PR #106, opened 2016-02-08
Add Python 3 support

### LINKED ISSUE #89: Update shebang to python2
Investigate what would be the best way to make sure the script always run on python2.

MarcCote:
It's all in the title. :D

Maybe @ASalvail could you have a quick look at this one whenever you have time.
Edit: closes #89

### DIFF
--- a/.travis.yml
+++ b/.travis.yml
@@ -1,7 +1,7 @@
 language: python
 python:
   - "2.7"
-  #- "3.4"
+  - "3.4"
 
 install:
   - pip install coveralls
--- a/.travis.yml
+++ b/.travis.yml
@@ -2,6 +2,7 @@ language: python
 python:
   - "2.7"
   - "3.4"
+  - "3.5"
 
 install:
   - pip install coveralls
--- a/smartdispatch/argument_template.py
+++ b/smartdispatch/argument_template.py
@@ -35,7 +35,7 @@ class RangeArgumentTemplate(ArgumentTemplate):
         start = int(groups[0])
         end = int(groups[1])
         step = 1 if groups[2] is None else int(groups[2])
-        return map(str, range(start, end, step))
+        return list(map(str, range(start, end, step)))
 
 
 argument_templates = build_argument_templates_dictionnary()
--- a/smartdispatch/argument_template.py
+++ b/smartdispatch/argument_template.py
@@ -35,7 +35,7 @@ class RangeArgumentTemplate(ArgumentTemplate):
         start = int(groups[0])
         end = int(groups[1])
         step = 1 if groups[2] is None else int(groups[2])
-        return list(map(str, range(start, end, step)))
+        return [str(i) for i in range(start, end, step)]
 
 
 argument_templates = build_argument_templates_dictionnary()
--- a/smartdispatch/smartdispatch.py
+++ b/smartdispatch/smartdispatch.py
@@ -97,7 +97,7 @@ def unfold_command(command):
         pos = match.end()
 
     arguments.append([text[pos:]])  # Add remaining unfolded arguments
-    arguments = [map(utils.decode_escaped_characters, argvalues) for argvalues in arguments]
+    arguments = [list(map(utils.decode_escaped_characters, argvalues)) for argvalues in arguments]
     return ["".join(argvalues) for argvalues in itertools.product(*arguments)]
 
 
--- a/smartdispatch/smartdispatch.py
+++ b/smartdispatch/smartdispatch.py
@@ -97,7 +97,7 @@ def unfold_command(command):
         pos = match.end()
 
     arguments.append([text[pos:]])  # Add remaining unfolded arguments
-    arguments = [list(map(utils.decode_escaped_characters, argvalues)) for argvalues in arguments]
+    arguments = [[utils.decode_escaped_characters(v) for v in argvalues] for argvalues in arguments]
     return ["".join(argvalues) for argvalues in itertools.product(*arguments)]
 
 
--- a/smartdispatch/utils.py
+++ b/smartdispatch/utils.py
@@ -57,11 +57,13 @@ def slugify(value):
     ---------
     https://github.com/django/django/blob/1.7c3/django/utils/text.py#L436
     """
+    # Convert `value` to Unicode so we can slugify it using the unicodedata module.
     try:
         value = unicode(value, "UTF-8")
     except NameError:
-        pass  # In Python 3 all strings are already unicode.
+        pass  # In Python 3, all strings are already stored as Unicode.
 
+    # Replace all compatibility characters with their equivalents.
     value = unicodedata.normalize('NFKD', value).encode('ascii', 'ignore').decode('ascii')
     value = re.sub('[^\w\s-]', '', value).strip().lower()
     return str(re.sub('[-\s]+', '_', value))
--- a/smartdispatch/utils.py
+++ b/smartdispatch/utils.py
@@ -1,6 +1,7 @@
 from __future__ import print_function
 
 import re
+import binascii
 import hashlib
 import unicodedata
 import json
@@ -37,13 +38,13 @@ def yes_no_prompt(query, default=None):
 
 def chunks(sequence, n):
     """ Yield successive n-sized chunks from sequence. """
-    for i in xrange(0, len(sequence), n):
+    for i in range(0, len(sequence), n):
         yield sequence[i:i + n]
 
 
 def generate_uid_from_string(value):
     """ Create unique identifier from a string. """
-    return hashlib.sha256(value).hexdigest()
+    return hashlib.sha256(value.encode()).hexdigest()
 
 
 def slugify(value):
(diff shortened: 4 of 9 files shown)


mgermain:
This makes #89 Invalid.

scripts/smart_dispatch.py
```diff
@@ -145,7 +150,7 @@ def parse_arguments():
     parser.add_argument('-c', '--coresPerCommand', type=int, required=False, help='How many cores a command needs.', default=1)
     parser.add_argument('-g', '--gpusPerCommand', type=int, required=False, help='How many gpus a command needs.', default=1)
     # parser.add_argument('-m', '--memPerCommand', type=float, required=False, help='How much memory a command needs (in Gb).')
-    parser.add_argument('-f', '--commandsFile', type=file, required=False, help='File containing commands to launch. Each command must be on a seperate line. (Replaces commandAndOptions)')
+    parser.add_argument('-f', '--commandsFile', type=str, required=False, help='File containing commands to launch. Each command must be on a seperate line. (Replaces commandAndOptions)')
```
mgermain: Why change file to str ?

.travis.yml
```diff
@@ -1,7 +1,7 @@
 language: python
 python:
   - "2.7"
-  #- "3.4"
+  - "3.4"
```
ASalvail: Come on, even Ubuntu is on 3.5 by now!

smartdispatch/argument_template.py
```diff
@@ -35,7 +35,7 @@ def unfold(self, match):
         start = int(groups[0])
         end = int(groups[1])
         step = 1 if groups[2] is None else int(groups[2])
-        return map(str, range(start, end, step))
+        return list(map(str, range(start, end, step)))
```
ASalvail: Should be ``return [str(x) for x in range(start, end, step)]``

smartdispatch/smartdispatch.py
```diff
@@ -96,7 +96,7 @@ def unfold_command(command):
         pos = match.end()
 
     arguments.append([text[pos:]])  # Add remaining unfolded arguments
-    arguments = [map(utils.decode_escaped_characters, argvalues) for argvalues in arguments]
+    arguments = [list(map(utils.decode_escaped_characters, argvalues)) for argvalues in arguments]
```
ASalvail: ``arguments = [[utils.decode_escaped_characters(val) for val in argvalues] for argvalues in arguments]``

smartdispatch/tests/test_job_generator.py
```diff
@@ -22,7 +22,7 @@ def setUp(self):
         self.mem_per_node = 32
         self.modules = ["cuda", "python"]
 
-        self.queue = Queue(self.name, self.cluster_name, self.walltime, self.cores, 0, self.modules)
+        self.queue = Queue(self.name, self.cluster_name, self.walltime, self.cores, 0, self.mem_per_node, self.modules)
```
ASalvail: There is no changes to the `Queue` constructor arguments. Either that's a bug fix or an error.

ASalvail:
Not familiar with the code base, but with the comments addressed, the changes look fine to me.

.travis.yml
```diff
@@ -1,7 +1,7 @@
 language: python
```
mgermain: Wh should add unit test in python 3

smartdispatch/argument_template.py
MarcCote: Yep, way cleaner! Thx.

smartdispatch/smartdispatch.py
MarcCote: Thx.

smartdispatch/tests/test_job_generator.py
MarcCote: Good catch! That modification was introduced by another PR. I'll rebase from master so hopefully this changes should disappear.

smartdispatch/utils.py
```diff
@@ -57,7 +60,12 @@ def slugify(value):
     ---------
     https://github.com/django/django/blob/1.7c3/django/utils/text.py#L436
     """
-    value = unicodedata.normalize('NFKD', unicode(value, "UTF-8")).encode('ascii', 'ignore').decode('ascii')
+    try:
+        value = unicode(value, "UTF-8")
+    except NameError:
+        pass  # In Python 3 all strings are already unicode.
+
+    value = unicodedata.normalize('NFKD', value).encode('ascii', 'ignore').decode('ascii')
```
MarcCote: Sure I'll add one. I'm following the "It's easier to ask forgiveness than permission" principle here, it is not really a hack.

tests/test_smart_worker.py
```diff
@@ -22,7 +22,7 @@ def setUp(self):
         self.command_manager = CommandManager(os.path.join(self._commands_dir, "commands.txt"))
         self.command_manager.set_commands_to_run(self.commands)
 
-        self.commands_uid = map(utils.generate_uid_from_string, self.commands)
+        self.commands_uid = list(map(utils.generate_uid_from_string, self.commands))
```
MarcCote: Got it.

.travis.yml
MarcCote: Already done :-), check below.

.travis.yml
MarcCote: Yep, I added 3.5.

MarcCote:
Thank you @ASalvail for your comments.

MarcCote:
@mgermain I added a unit test for the --commandsFile option. Make sure you check https://github.com/SMART-Lab/smartdispatch/pull/106/files#diff-f3e1285c65572b36c9b0f21b0734c260

.travis.yml
mgermain: There is no need to ask for more than we need.
On top of that, this is a cluster tool and more often than not clusters have old version of everything.

MarcCote: smartdispatch can also be used on our own computer (e.g. use the useful expansion of folded argument to generate a commands file :-P) and I have a virtual env with Python 3.5.

Also, testing on Python 3.5 came for free with Travis, why not use take advantage of it?

mgermain: Oh! You test it on both, nevermind I thought you removed 3.4. My bad

smartdispatch/argument_template.py
```diff
@@ -35,7 +35,7 @@ def unfold(self, match):
         start = int(groups[0])
         end = int(groups[1])
         step = 1 if groups[2] is None else int(groups[2])
-        return map(str, range(start, end, step))
+        return [str(i) for i in range(start, end, step)]
```
mgermain: Were we really using map everywhere for no reasons ?

smartdispatch/tests/test_job_generator.py
mgermain: I think we were not passing the mem_per_node for a reason. PBS generator is not using it ?

smartdispatch/utils.py
```diff
@@ -38,13 +41,13 @@ def yes_no_prompt(query, default=None):
 
 def chunks(sequence, n):
     """ Yield successive n-sized chunks from sequence. """
-    for i in xrange(0, len(sequence), n):
+    for i in range(0, len(sequence), n):
```
mgermain: We should probably use the `six` package for translation from python 2 to 3.
Especially in this case because in python2 the range will be super slow. On the other hand we probably don't need it to be that fast.

smartdispatch/utils.py
```diff
@@ -57,15 +60,23 @@ def slugify(value):
     ---------
     https://github.com/django/django/blob/1.7c3/django/utils/text.py#L436
     """
-    value = unicodedata.normalize('NFKD', unicode(value, "UTF-8")).encode('ascii', 'ignore').decode('ascii')
+    # Convert `value` to Unicode so we can slugify it using the unicodedata module.
+    try:
+        value = unicode(value, "UTF-8")
+    except NameError:
```
mgermain: There is probably a cleaner way to manage this. Maybe with six ?

tests/test_smart_dispatch.py
```diff
@@ -15,15 +15,19 @@ def setUp(self):
...
+                         "echo 2 6 9", "echo 2 6 0", "echo 2 7 9", "echo 2 7 0", "echo 2 8 9", "echo 2 8 0",
+                         "echo 3 6 9", "echo 3 6 0", "echo 3 7 9", "echo 3 7 0", "echo 3 8 9", "echo 3 8 0",
+                         "echo 4 6 9", "echo 4 6 0", "echo 4 7 9", "echo 4 7 0", "echo 4 8 9", "echo 4 8 0"]
+        self.nb_commands = len(self.commands)
 
-        smart_dispatch_command = 'smart_dispatch.py -C 1 -q test -t 5:00 -x {0}'
-        self.launch_command = smart_dispatch_command.format('launch ' + self.commands)
-        self.resume_command = smart_dispatch_command.format('resume {0}')
+        self.smart_dispatch_command = 'smart_dispatch.py -C 1 -q test -t 5:00 -x'
+        self.launch_command = self.smart_dispatch_command + " launch " + self.folded_commands
```
mgermain: Why remove the format?

smartdispatch/utils.py
MarcCote: `six` module doesn't seem to have a `unicode` function, maybe it is another name.

smartdispatch/argument_template.py
MarcCote: Yes and no. In Python 3, map returns a generator instead of a list. What we want here is a list, so we are better off using list comprehension instead.

smartdispatch/tests/test_job_generator.py
MarcCote: This is a fixed that should be in a separate PR! See #114 instead.

smartdispatch/utils.py
MarcCote: If we can avoid using `six` I think it is for the best. I say we don't really about speed here. Also, I don't think `range` in Python 2 is that slow.

tests/test_smart_dispatch.py
MarcCote: Because `self.smart_dispatch_command` doesn't have a '{0}' anymore. This is because I'm reusing that variable in the test for `--commandsFile` where I needed to append `-f commands.txt` to the launch command.

MarcCote:
See PR #161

····················

Wherever the string "modules" occurs in the records above, copy that line.

» **RESPONSE**:
         self.modules = ["cuda", "python"]
-        self.queue = Queue(self.name, self.cluster_name, self.walltime, self.cores, 0, self.modules)
+        self.queue = Queue(self.name, self.cluster_name, self.walltime, self.cores, 0, self.mem_per_node, self.modules)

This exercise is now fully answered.